It sounds like you may have never worked with branches before, in which 
case you can just ignore *all* of this. Git will set up one branch for you 
at "git init" time (the "master" branch) and you don't actually ever have 
to use any more than that one branch, in which case you can literally 
ignore everything about branches and merging.

> master

See above: it's just the default name of the initial branch. It has no 
other meaning - git itself doesn't care about branch names at all, and 
it's literally nothing more than a "default branch name".

> commit (as in the phrase "bring the working tree to a given commit")

Any development series is just a series of "commits". They point to the 
"parent" commit(s) and can thus form a series (or more generally a DAG: 
directed acyclic graph). 

So a "branch" is really just a named pointer to a commit, and that commit 
will in turn point to its parent commit, which will point to its parent 
etc.
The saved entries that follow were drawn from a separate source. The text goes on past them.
PR #1420, opened 2016-05-17
chore(docs): revise makeExcerpt mixin for DRYer ref to examples

chalin:
Avoiding `ts` in the file path will make it a bit easier to construct the path to the Dart version (by simply appending to the path rather than having to massage the path).

This update allows us to be more DRY when referencing examples and excerpts. E.g.,
```jade
+makeExcerpt('quickstart/ts/app/app.component.ts', 'import', 'app/app.component.ts (import)')
```
can now be just
```jade
+makeExcerpt('app/app.component.ts', 'import')
```

Also defined new mixin named `makeExample1`, for examples, using this new argument scheme. The original `makeExample` has been left untouched.

Applied new mixins to quickstart.

### DIFF
--- a/public/_includes/_util-fns.jade
+++ b/public/_includes/_util-fns.jade
@@ -68,13 +68,43 @@ mixin makeExample(_filePath, region, _title, stylePatterns)
       .example-title #{title}
   code-example(language="#{language}" format="#{format}")
     != styleString(frag, stylePatterns)
-    
-//- Like makeExample, but doesn't show line numbers and
-//- title is appened with `(excerpt)` if it doesn't already
-//- end with a parenthetical remark.
-mixin makeExcerpt(_filePath, region, _title, stylePatterns)
-  - if (_title && !_title.match(/\([\w ]+\)$/)) _title = _title + ' (excerpt)';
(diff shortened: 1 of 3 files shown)


chalin:
@kwalrath can you have a look?

kwalrath:
LGTM. @wardbell do you have an opinion? I wonder if the name, makeExample1, could be clearer. makeExample2? makeSimpleExample?

Foxandxss:
Or perhaps `makeLocalExample`? I personally don't like `example1`, `example2` kind of names because you can easily forget which is which.

wardbell:
I like but the name has to change.  `makeLocalExample` isn't bad. Or `makeProjectExample`.  Either works for me ... anything except `example1`.

Happy to accept after that change.

chalin:
I agree about the name, but figured I run by the basic idea first. 

I originally thought of: `makeEg` as a short name (to represent that is takes the short argument list).
Otherwise, `makeProjExample`? (I'm trying to keep the name reasonably short.)

chalin:
Then `makeProjExample` it is.
@kwalrath @wardbell : ready to merge.

kwalrath:
OK, I'll merge a little later this morning. Thanks, Patrice!

PR #1422, opened 2016-05-18
docs(DI articles - showing providers using object literals)

thelgevold:
@wardbell I have extended both the DI cookbook and the dev guide to include the new object literal based syntax for defining providers. 

Is this what you had in mind?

Which is why I started by explaining a branch as a "tip of 
development", because you'd see a branch as the top-most commit that it 
points to, and you'd normally *change* the branch by committing to it, 
which will create a new commit (and move the branch to point to it), and 
make that new commit point to the old commit as its parent.

One of the best ways to visualize this is probably to just do

 - clone git itself if you haven't already

	git clone git://git.kernel.org/pub/scm/git/git.git git

 - use "gitk" to see the commit history and see the branches as pointers 
   into that commit history. With "--all -d", it will show you all 
   branches, and the "-d" shows the commit history in date order, so while 
   it's a bit messier than the default cleaned-up format that tries to 
   show branches on their own, it's perhaps also a bit more instructive:

	gitk --all -d

In particular, you should see a commit that has both a green-boxed 
"master" pointer pointing to it, and a "remotes/origin/master" (colored in 
a mixed brown/green box). Those are examples of branches: the "master" 
branch is your local (and normally current) brach, while the 
"remotes/origin/master" thing is a so-called "remote branch", which means 
that you cannot check it out, but you can see it and you can update it by 
fetching new versions from the remote.

> Is there a difference between HEAD and the working tree?

Yes, see above.

> Does HEAD change when I cg-switch/git-checkout?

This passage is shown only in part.